Table 8. Sensitivity analysis of $x_0$.

${\mathit{x}}_{\mathbf{0}}$/m	Precision	Recall	F1 Score
0.05	0.965	0.6561	0.7812
0.06	0.9657	0.6987	0.8108
0.07	0.9621	0.7204	0.8239
0.08	0.9617	0.7672	0.8535
0.09	0.9618	0.8048	0.8764
0.1	0.9542	0.7835	0.8605
0.11	0.9598	0.8396	0.8957
0.12	0.9506	0.7924	0.8643
0.13	0.9545	0.8705	0.9105
0.14	0.9536	0.8744	0.9123
0.15	0.9517	0.8943	0.9221

. When $x_0$ increased from 0.05 to 0.15, precision remained stable within the range [0.95, 1]. When $x_0$ was within the range of 0.05 to 0.07, recall was lower than 0.7, indicating a certain degree of impact on the extraction results. When $x_0$ was within the range of 0.08 to 0.15, recall remained within the range [0.75, 0.85], ensuring the completeness of curb extraction. The overall F1 score was stable around the range [0.8, 0.9], indicating the good overall extraction performance of the model. To ensure the accuracy and completeness of curb extraction, the midpoint of the interval [0.08, 0.15], which was 0.12, was selected as the optimal value for $x_0$.

4. Conclusions

This paper has presented a novel curb extraction method for unordered point clouds based on multi-feature filtering. The method begins with a coarse curb extraction using the maximum height difference of grids and normal vectors. To enhance precision, completeness, and robustness, it incorporates innovative steps such as clustering, a density-based alpha-shape algorithm, and a multi-frame fitted MSAC (M-Estimate Sample Consensus) filter. The multi-frame fitting approach addresses the limitations of traditional single-frame methods by fitting the curb contour every five frames, ensuring more accurate contour extraction while preserving local curb features.

We evaluated the method’s performance using data from both our self-developed dataset and the publicly available Toronto dataset, covering typical and complex road scenes. Quantitative analysis was conducted on five typical road scenarios: intersections, a straight road, curved roads, and ghosting. The experimental results demonstrate that the average curb segmentation F1 score is above 0.85, indicating high accuracy and robustness.

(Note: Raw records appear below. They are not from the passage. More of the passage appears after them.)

PR #146, opened 2022-02-23
ENH: Export Flight Data

giovaniceotto:
## Pull request type

## Pull request checklist

Exporting data from a flight simulation often requires other libraries and custom code. No easy option exists to export a csv file with all relevant data.

## What is the new behavior?

A new method has been introduced, `Flight.exportData`, which can export any attribute of the Flight class which is a Function of time.

- [ ] Yes
- [x] No

## Other information

This PR features a substantial number of new lines due to two new fixture files used for testing. The code implementation itself is probably less than 50 lines.


giovaniceotto:
The new test seems to be failing since in each computer, the simulation result will be slightly off. I am not sure if there is a good solution.

giovaniceotto:
@MrGribel, just letting you know that I have fixed the test and this PR is ready for review. Let me know if you have any questions.

MrGribel (approved):
This a very useful and practical feature @giovaniceotto.
The implementation seems solid as well. A couple of comments:
- It would be nice to have an equivalent method to export data from the other classes, since the current method can't reach their attribute dictionaries. This is a matter for another set of PRs, though.
- This is very specific, but if you include the illegal Windows character `:` in the filename string argument, the method runs without erros, but writes an empty file. Other forbidden characters return the appropriate `OSError`. I think it has to do with [this Windows feature](https://stealthbits.com/blog/ntfs-file-streams/), since the resultant filename is only what's to the left of the colon.

You might want to look into that last point, but since it's such a small detail, I approved this for merging anyway. Perhaps a simple addition to the method docstrings warning of illegal characters should be enough.

giovaniceotto:
Thanks a lot for the review @MrGribel!

As suggested, I'll add a note in the docstring regarding forbidden characters and `:` in windows.

I'll merge this PR afterwards.

Gui-FernandesBR:
Thanks @MrGribel and @giovaniceotto , really well done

Additionally, a sensitivity analysis was performed for each parameter of the proposed method, providing desirable parameter ranges that did not significantly affect curb segmentation results. For example, maintaining the MSAC distance threshold between 0.08 m and 0.15 m ensures the completeness of curb extraction. The results show that the proposed method effectively overcomes interference in complex road environments, achieving accurate and complete curb extraction.

Future work will focus on addressing challenges related to segmenting and matching more than two road curbs simultaneously as the current curb matching rules have been designed for up to two curbs.